Unter der Federführung des Seniorenbeauftragten Philipp Ramming fanden sich im Rathausfoyer alle Institutionen, Firmen und Einrichtungen ein, die in der Gemeinde für die Senioren tätig sind. „Wir haben viel erreicht in den vergangenen Jahren und konnten im Zusammenwirken mit der Gemeinde einige Projekte verwirklichen. Die herausragendsten dabei sind die Gründung des Aschauer Helferkreises, die Anschaffung und der Betrieb des Seniorenbusses und das Repair-Café. Alle drei Einrichtungen sind längst den Kinderschuhen entwachsen und funktionieren einfach“, sagte Ramming.

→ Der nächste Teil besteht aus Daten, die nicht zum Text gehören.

Issue #311422, opened 2026-04-20
Using compaction twice in a row in Copilot CLI results in error


bamurtaugh:
Found while verifying https://github.com/microsoft/vscode/issues/300491

If I use compaction twice in a row for a CLI session:

<img width="829" height="526" alt="Image" src="https://github.com/user-attachments/assets/775f0243-6f54-40a7-85c9-875a870f1eba" />

Using it twice in a row for local agent mode works.

DonJayamanne:
This is an error returned from CLI, need to see what can be done, basically this happens because there's been no change since the last compaction request, hence its a noop and we're getting an error from CLI.


Will ask for changes from CLI,
Perhaps a work around for now is for us to swallow this error and display same message `compacted conversation`

bamurtaugh:
I no longer get an error, but after the second compaction, it looks like all of the prior context is missing?

<img width="911" height="363" alt="Image" src="https://github.com/user-attachments/assets/5d5bc7e0-8ef3-4b2f-9517-d4e7a5807f67" />

anthonykim1:
@bamurtaugh hmm..Trying to figure out if this is UI glitch or loss of context genuinely. Can you query and see if it remembers anything from the past?

bamurtaugh:
I just tried this type of flow again:
- Send 3 messages to Copilot CLI
- Compact twice in a row

My experience:
- Compacting once seems to work well
- Compacting a second time in a row results in an error again and shows 0 tokens used in the context window
     - <img width="838" height="439" alt="Image" src="https://github.com/user-attachments/assets/d519a2d9-d180-44db-b891-0eedfc9ceaa6" />
- If I ask `what have we discussed so far?`, the CLI is able to recap our conversation accurately, and the context window usage repopulates and seems accurate again
     - Though I notice now the context window usage went up toward its original value, before I did even the first compaction (which feels like an unexpected jump)

DonJayamanne:
@anthonykim1 please could you look into this issue.

Chulong-Li:
Hi @anthonykim1 and @DonJayamanne, I recently encountered the same issue and could reproduce what @bamurtaugh described. It also causes the context window display to drop to 0% during the first compaction process. It seems the /compact command bypasses the wrapper's no-op handling, causing SDK errors and lost context usage. 

If you don't mind, I'm pretty interested in fixing this issue and it should be quick. Thanks!

Chulong-Li:
[...]

PR #316012, opened 2026-05-12
Fix Copilot CLI compact no-op and context usage reporting

Chulong-Li:
## Summary

Fixes two `/compact` issues in Copilot CLI chat sessions:

- Repeated or no-op `/compact` requests surfaced the SDK error `Nothing to compact.` as a failed chat response.
- After a second/no-op compact, the context usage widget could show `0%` even though the session still had context.

Related to https://github.com/microsoft/vscode/issues/311422

## Root Cause

Copilot CLI compact requests could reach different code paths depending on how the command was represented. A literal `/compact` prompt and a structured `command: 'compact'` request were not consistently funneled through the same wrapper command handling, and the V1 untitled-session path did not route `/compact` as a CLI command.

When `Session.compactHistory()` had fewer than two chat messages to compact, the SDK treated this as a no-op by throwing a plain `Error('Nothing to compact.')`. The wrapper allowed that SDK no-op to surface as a failed command.

Separately, usage reporting could fall back to SDK call metrics after compact/no-op compact. For no-op compact flows those metrics can be zero, which caused the UI to display an empty context window even though the session still had valid context usage.

image

## Fix

- Normalize literal `/compact` prompts to the structured compact command path.
- Route `/compact` as a CLI command for untitled V1 sessions.
- Pre-check compactable chat message count before invoking SDK compaction, so empty/already-compacted sessions return normal user-facing messages.
- Catch the SDK’s compact no-op error and translate it into a normal `Conversation already compacted.` response.
- Preserve compact context-window usage from `compactHistory().contextWindow`.
- Avoid reporting `(0, 0)` usage payloads and avoid reusing stale compact context usage for later normal turns.
- Reuse the SDK `CompactionResult['contextWindow']` shape for usage details.

## Validation
1. Send a few messages to GitHub Copilot CLI.
2. Run `/compact` and confirm the Context Window shows valid token counts during compaction instead of `0%`.
3. Run `/compact` again and confirm it completes with `Conversation already compacted.` instead of surfacing `Error: Nothing to compact.`. After the second compact completes, confirm the Context Window still shows valid token usage instead of `0%`.
image

<br>
image

### DIFF
--- a/extensions/copilot/src/extension/chatSessions/copilotcli/node/copilotcliSession.ts
+++ b/extensions/copilot/src/extension/chatSessions/copilotcli/node/copilotcliSession.ts
@@ -3,7 +3,7 @@
  *  Licensed under the MIT License. See License.txt in the project root for license information.
  *--------------------------------------------------------------------------------------------*/
 
-import type { Attachment, LocalSession, SendOptions, Session, SessionOptions, ToolExecutionCompleteEvent } from '@github/copilot/sdk';
+import type { Attachment, CompactionResult, LocalSession, SendOptions, Session, SessionOptions, ToolExecutionCompleteEvent } from '@github/copilot/sdk';
 import * as l10n from '@vscode/l10n';
 import * as cp from 'child_process';
 import * as crypto from 'crypto';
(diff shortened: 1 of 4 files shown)


Chulong-Li:

Chulong-Li:
Merged the latest changes and validated again

Chulong-Li:
Hi @anthonykim1 and @dileepyavan, whenever you have a moment, I'd really appreciate your review. Please feel free to update the code directly. Let me know if you have any questions or comments. Thank you!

Den ganzen Tag über lief ein Rahmenprogramm für die Besucher. Es fanden sich nicht nur Senioren ein, auch jüngere Leute informierten sich über das Angebot, das Aschau seinen älteren Bürgern bietet. Das BRK zeigte, wie ein Defibrillator eingesetzt wird und frischte bei den Besuchern Erste-Hilfe-Kenntnisse auf. Die Verkehrswacht Rosenheim hatte ihren Fahrsimulator dabei, und in einem „Beschwernis-Anzug“ der Uni München konnten Jung und Alt während der gesamten Öffnungszeit innerhalb von Minuten um Jahre altern und dabei Altersbeschwerden simulieren.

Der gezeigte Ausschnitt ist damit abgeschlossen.